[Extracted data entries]
== Segment start ==
PR #7909, opened 2023-05-16
Add administrative notes to registrations

### LINKED ISSUE #7628: Organizers' comment textbox on registrations
We often add administrative notes on registrations in the same comment textbox that the competitor can fill out. For example, if a new competitor didn't include their last name on their registration, we might write "Note: Emailed to ask about last name".

Currently, we (obviously) don't put sensitive information in this textbox (since the competitor can see it and in some cases could edit it), but it is likely confusing for a competitor to see an administrative note in the comment textbox.

Add a second textbox for organizers' comments.

Data permissions: only competition managers can view/edit
UI: same as existing comment textbox

Could build/use an external tool, but we'd have to sync with WCIF (or keep pulling a CSV) and the data would be in two places.

**Additional context**
N/A

Rubiks-boy:
Fixes #7628

Adds the ability to add administrative notes when editing a competitor's registration:

Screenshot 2023-05-15 at 10 59 53 PM

Once >=1 registration has admin notes, they show up on `/edit/registrations`:

| No registrations have admin notes | >=1 has admin notes |
| --- | --- |
| Screenshot 2023-05-15 at 11 00 47 PM | Screenshot 2023-05-15 at 11 00 29 PM |

This also adds `administrative_notes` to the non-public WCIF.

**Help requested:** For whatever reason, when I try to run the DB migration, I keep getting really large diffs in the generated structure.sql. It'll replace things like `int(11)` with `int`. I'm running things locally using `docker-compose up`. Has anyone run into this type of thing before?

### DIFF
--- a/WcaOnRails/config/locales/en.yml
+++ b/WcaOnRails/config/locales/en.yml
@@ -639,7 +639,7 @@ en:
         comments: ""
         guests: ""
         status: ""
-        administrative_notes: ""
+        administrative_notes: "Additional notes kept as part of managing this registration. These can't be viewed by the competitor."
       vote:
         comment: ""
       competition_medium:
--- a/WcaOnRails/config/locales/en.yml
+++ b/WcaOnRails/config/locales/en.yml
@@ -362,6 +362,7 @@ en:
         comments: "Comments"
         paid_entry_fees: "Paid"
         status: "Status"
+        administrative_notes: "Administrative notes"
         # We can remove the following 3 keys once https://github.com/thewca/worldcubeassociation.org/issues/275 is done! (spec will complain anyway)
         name: "Name"
         birthday: "Birthday"
@@ -638,6 +639,7 @@ en:
         comments: ""
         guests: ""
         status: ""
+        administrative_notes: ""
       vote:
         comment: ""
       competition_medium:
--- a/WcaOnRails/app/controllers/registrations_controller.rb
+++ b/WcaOnRails/app/controllers/registrations_controller.rb
@@ -786,6 +786,7 @@ class RegistrationsController < ApplicationController
         :deleted_at,
         :accepted_by,
         :deleted_by,
+        :administrative_notes,
       ]
       params[:registration].merge! case params[:registration][:status]
                                    when "accepted"
--- a/WcaOnRails/app/models/competition.rb
+++ b/WcaOnRails/app/models/competition.rb
@@ -240,6 +240,10 @@ class Competition < ApplicationRecord
     persisted_events_id.length
   end
 
+  def has_administrative_notes?
+    registrations.any? { |registration| !registration.administrative_notes.blank? }
+  end
+
   NEARBY_DISTANCE_KM_WARNING = 250
   NEARBY_DISTANCE_KM_DANGER = 10
   NEARBY_DISTANCE_KM_INFO = 100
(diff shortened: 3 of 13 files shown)


gregorbg:
Thank you for your contribution! I will try to get a review in by the end of the week.

In the meantime:
> This also adds administrative_notes to the non-public WCIF.

Changes to the WCIF scheme need to be accompanied by a corresponding PR in https://github.com/thewca/wcif

> For whatever reason, when I try to run the DB migration, I keep getting really large diffs in the generated structure.sql. It'll replace things like int(11) with int. I'm running things locally using docker-compose up. Has anyone run into this type of thing before?

This is a long-standing problem due to the fact that the historical version of `structure.sql` was created with a very different DB server version than what we're running in the Docker container nowadays. Unfortunately, our current solution is to require all devs to manually revert / check-in only the actually relevant lines.

The good news however is that we're literally two weeks away from purging that problem forever. So please bear with it in the meantime :see_no_evil:

Rubiks-boy:
Sounds good! I opened up the PR for the WCIF.

For now, I also checked in the relevant lines from `structure.sql`, slightly modifying the character set to match the existing `comments` row. That being said I'm happy to hold off a couple of weeks to merge and then rebase off those changes if that makes more sense!

WcaOnRails/config/locales/en.yml
```diff
@@ -638,6 +639,7 @@ en:
         comments: ""
         guests: ""
         status: ""
+        administrative_notes: ""
```
gregorbg, line 642: It might be worth actually adding a hint here, to point out the difference between "Comments" and "Administrative notes".

gregorbg (commented):
Looking good overall, thanks for the clean contribution! One remark about the general idea: You're not allowing Delegates to edit administrative comments (as per the tests) but are you introducing any similar restrictions for _viewing_ the notes in the first place? How safe is the assumption that "whoever has access to the edit registrations panel should also have access to at least view administrative notes"?

Also, I vaguely remember that competitors can view their own "Edit registration" dashboard, but I'm not really sure. Might be worth checking, to review whether they should see their own administrative notes.

Rubiks-boy:
> How safe is the assumption that "whoever has access to the edit registrations panel should also have access to at least view administrative notes"?

This is a really good point on viewing the notes! Based on [this line](https://github.com/thewca/worldcubeassociation.org/blob/master/WcaOnRails/app/controllers/registrations_controller.rb#L20), it looks like we block anybody who isn't a competition manager from viewing this page, so we should be safe.

To double-check, I did some manual testing:
* When a competitor originally registers or modifies their own registration in `/register`, we don't show the admin notes field.
* When signed in as a delegate for the competition, the delegate can view/modify admin notes from the `/registrations/{number}/edit` page.
* When visiting the same `/registrations/{number}/edit` page while signed in as that competitor, it redirects you to the WCA home page with the error `You are not allowed to manage competition`.

(I also added a couple more tests in line with trying to maintain this)

gregorbg (approved):
Absolutely cool with the code changes themselves, wonderfully clean submission :sunglasses:

Tests also seem to check out and your reasoning makes sense. I'll rebase on top of the latest master to resolve `structure.sql` changes and then ship! :ship:

FinnIckler:
I'll make sure we add it as a feature to wca-registrations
== Segment end ==
The data above should be output exactly, with each line intact.

— Exercise output —
PR #7909, opened 2023-05-16
Add administrative notes to registrations

### LINKED ISSUE #7628: Organizers' comment textbox on registrations
We often add administrative notes on registrations in the same comment textbox that the competitor can fill out. For example, if a new competitor didn't include their last name on their registration, we might write "Note: Emailed to ask about last name".

Currently, we (obviously) don't put sensitive information in this textbox (since the competitor can see it and in some cases could edit it), but it is likely confusing for a competitor to see an administrative note in the comment textbox.

Add a second textbox for organizers' comments.

Data permissions: only competition managers can view/edit
UI: same as existing comment textbox

Could build/use an external tool, but we'd have to sync with WCIF (or keep pulling a CSV) and the data would be in two places.

**Additional context**
N/A

Rubiks-boy:
Fixes #7628

Adds the ability to add administrative notes when editing a competitor's registration:

Screenshot 2023-05-15 at 10 59 53 PM

Once >=1 registration has admin notes, they show up on `/edit/registrations`:

| No registrations have admin notes | >=1 has admin notes |
| --- | --- |
| Screenshot 2023-05-15 at 11 00 47 PM | Screenshot 2023-05-15 at 11 00 29 PM |

This also adds `administrative_notes` to the non-public WCIF.

**Help requested:** For whatever reason, when I try to run the DB migration, I keep getting really large diffs in the generated structure.sql. It'll replace things like `int(11)` with `int`. I'm running things locally using `docker-compose up`. Has anyone run into this type of thing before?

### DIFF
--- a/WcaOnRails/config/locales/en.yml
+++ b/WcaOnRails/config/locales/en.yml
@@ -639,7 +639,7 @@ en:
         comments: ""
         guests: ""
         status: ""
-        administrative_notes: ""
+        administrative_notes: "Additional notes kept as part of managing this registration. These can't be viewed by the competitor."
       vote:
         comment: ""
       competition_medium:
--- a/WcaOnRails/config/locales/en.yml
+++ b/WcaOnRails/config/locales/en.yml
@@ -362,6 +362,7 @@ en:
         comments: "Comments"
         paid_entry_fees: "Paid"
         status: "Status"
+        administrative_notes: "Administrative notes"
         # We can remove the following 3 keys once https://github.com/thewca/worldcubeassociation.org/issues/275 is done! (spec will complain anyway)
         name: "Name"
         birthday: "Birthday"
@@ -638,6 +639,7 @@ en:
         comments: ""
         guests: ""
         status: ""
+        administrative_notes: ""
       vote:
         comment: ""
       competition_medium:
--- a/WcaOnRails/app/controllers/registrations_controller.rb
+++ b/WcaOnRails/app/controllers/registrations_controller.rb
@@ -786,6 +786,7 @@ class RegistrationsController < ApplicationController
         :deleted_at,
         :accepted_by,
         :deleted_by,
+        :administrative_notes,
       ]
       params[:registration].merge! case params[:registration][:status]
                                    when "accepted"
--- a/WcaOnRails/app/models/competition.rb
+++ b/WcaOnRails/app/models/competition.rb
@@ -240,6 +240,10 @@ class Competition < ApplicationRecord
     persisted_events_id.length
   end
 
+  def has_administrative_notes?
+    registrations.any? { |registration| !registration.administrative_notes.blank? }
+  end
+
   NEARBY_DISTANCE_KM_WARNING = 250
   NEARBY_DISTANCE_KM_DANGER = 10
   NEARBY_DISTANCE_KM_INFO = 100
(diff shortened: 3 of 13 files shown)


gregorbg:
Thank you for your contribution! I will try to get a review in by the end of the week.

In the meantime:
> This also adds administrative_notes to the non-public WCIF.

Changes to the WCIF scheme need to be accompanied by a corresponding PR in https://github.com/thewca/wcif

> For whatever reason, when I try to run the DB migration, I keep getting really large diffs in the generated structure.sql. It'll replace things like int(11) with int. I'm running things locally using docker-compose up. Has anyone run into this type of thing before?

This is a long-standing problem due to the fact that the historical version of `structure.sql` was created with a very different DB server version than what we're running in the Docker container nowadays. Unfortunately, our current solution is to require all devs to manually revert / check-in only the actually relevant lines.

The good news however is that we're literally two weeks away from purging that problem forever. So please bear with it in the meantime :see_no_evil:

Rubiks-boy:
Sounds good! I opened up the PR for the WCIF.

For now, I also checked in the relevant lines from `structure.sql`, slightly modifying the character set to match the existing `comments` row. That being said I'm happy to hold off a couple of weeks to merge and then rebase off those changes if that makes more sense!

WcaOnRails/config/locales/en.yml
```diff
@@ -638,6 +639,7 @@ en:
         comments: ""
         guests: ""
         status: ""
+        administrative_notes: ""
```
gregorbg, line 642: It might be worth actually adding a hint here, to point out the difference between "Comments" and "Administrative notes".

gregorbg (commented):
Looking good overall, thanks for the clean contribution! One remark about the general idea: You're not allowing Delegates to edit administrative comments (as per the tests) but are you introducing any similar restrictions for _viewing_ the notes in the first place? How safe is the assumption that "whoever has access to the edit registrations panel should also have access to at least view administrative notes"?

Also, I vaguely remember that competitors can view their own "Edit registration" dashboard, but I'm not really sure. Might be worth checking, to review whether they should see their own administrative notes.

Rubiks-boy:
> How safe is the assumption that "whoever has access to the edit registrations panel should also have access to at least view administrative notes"?

This is a really good point on viewing the notes! Based on [this line](https://github.com/thewca/worldcubeassociation.org/blob/master/WcaOnRails/app/controllers/registrations_controller.rb#L20), it looks like we block anybody who isn't a competition manager from viewing this page, so we should be safe.

To double-check, I did some manual testing:
* When a competitor originally registers or modifies their own registration in `/register`, we don't show the admin notes field.
* When signed in as a delegate for the competition, the delegate can view/modify admin notes from the `/registrations/{number}/edit` page.
* When visiting the same `/registrations/{number}/edit` page while signed in as that competitor, it redirects you to the WCA home page with the error `You are not allowed to manage competition`.

(I also added a couple more tests in line with trying to maintain this)

gregorbg (approved):
Absolutely cool with the code changes themselves, wonderfully clean submission :sunglasses:

Tests also seem to check out and your reasoning makes sense. I'll rebase on top of the latest master to resolve `structure.sql` changes and then ship! :ship:

FinnIckler:
I'll make sure we add it as a feature to wca-registrations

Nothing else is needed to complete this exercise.